Our libraries, under spelling reform, will become antiquated, but only a little faster than they are now doing and always have done. Readers who care for a book over ten years old are few in number and will not mind antiquated spelling in the future any more than they do now. The printer, therefore, must not flatter himself with the prospect of a speedy reprinting of all the English classics in the new spelling. English is certain to have some day as scientific a spelling as German, but the change will be spread over decades and will be too gradual to affect business appreciably. On the other hand, he need not fear any loss to himself in the public's gain of the annual hundred million dollar tax which it now pays for the luxury of superfluous letters. Our printer's bills in the future will be as large as at present, but we shall get more for our money.

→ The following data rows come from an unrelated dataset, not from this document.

PR #6708, opened 2022-12-05
Reduce memory consumption at utils.exec_cmd()

DanielOsypenko:
# Fixes: 6489

Changes provided with this PR called up to reduce memory consumption.
Assumed that utils.py:exec_cmd() produces a memory leakage.
utils.py:exec_cmd()  function is used explicitly all over the framework leaving, often in a loop cycle,
hence we have to optimize it to avoid OSError: [Errno 12] Cannot allocate memory error.

Changes were tested with loops ~1000 calls on a local machine and overall results show that peaks in memory usage both rss,vsz have been reduced. Required more tests on Jenkins slave before merging. 

AC will be that tests do not produce OSError: [Errno 12] Cannot allocate memory error.

### DIFF
--- a/ocs_ci/utility/utils.py
+++ b/ocs_ci/utility/utils.py
@@ -447,6 +447,7 @@ def run_cmd(
     ignore_error=False,
     threading_lock=None,
     silent=False,
+    stdin=None,
     **kwargs,
 ):
     """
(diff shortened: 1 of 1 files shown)


ocs_ci/utility/utils.py
```diff
@@ -601,14 +616,16 @@ def exec_cmd(
     masked_cmd = mask_secrets(cmd, secrets)
     log.info(f"Executing command: {masked_cmd}")
     if isinstance(cmd, str):
-        cmd = shlex.split(cmd)
+        # use of shlex has been temporarily removed to fix issue #6489
+        # shlex.split() creates peaks in RSS+VSZ mem usage when called intensively
+        cmd = cmd.split()
```
petr-balogh, line 621: Shlex and split provides different outputs which will cause the regression in our code if we will change it here. It's very dangerous change here.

It will indeed be to the English race a strange world in which the spelling book ends with the alphabet; in which there is no conflict of standards except as regards pronunciation; in which two years of a child's school life are rescued from the needless and applied to the useful; in which the stenographer has to learn not two systems of spelling, but only two alphabets; in which the simplicity and directness of the English language, which fit it to become a world language, will not be defeated by a spelling that equals the difficulty of German grammar; in which the blundering of Dutch printers, like _school_, false etymologies, like _rhyme_, and French garnishes, as in _tongue_, no longer make the judicious grieve; and in which the fatal gift of bad spelling, which often accompanies genius, will no longer be dependent upon the printer to hide its orthographic nakedness from a public which, if it cannot always spell correctly itself, can always be trusted to detect and ridicule bad spelling. But it is a world which the English race will some day have, and which we may begin to have here and now if we will.

THE PERVERSITIES OF TYPE

That searching analyst of the soul, Edgar Allan Poe, found among the springs of human nature the quality of perverseness, the disposition to do wrong because it is wrong; in reality, however, Poe's Imp of the Perverse is active far beyond the boundaries of the human soul; his disturbances pervade the whole world, and nowhere are they more noticeable than in the printing office. This is so because elsewhere, when things fall out contrary to rule, the result may often be neutral or even advantageous; but in the printing office all deviations, or all but a minute fraction, are wrong. They are also conspicuous, for, though the standard is nothing less than perfection, the ordinary human eye is able to apply the standard. These tricks of the malicious imp are commonly called "misprints," "printer's errors," "errors of the press," or, more impartially, "errata" or "corrigenda." In the first three names there is a tinge of unfairness, because the printer is by no means responsible for all the mistakes that appear in type. The author is usually partly to blame and may be chiefly; yet when he suffers a lapse of memory or knowledge, he usually passes it off as a "printer's error." Sometimes the author's handwriting may mislead the printer, but when so good a biblical scholar as Mr. Gladstone wrote of _Daniel_ in the fiery furnace, there was no possibility that the single name could have stood in his manuscript for the names of the three men whose trial is mentioned in the _book_ of Daniel. Even here the submission of proof fixes the final responsibility on the author. But, quite apart from the responsibility for them, the mistakes embalmed in type are among the most interesting of all literary curiosities.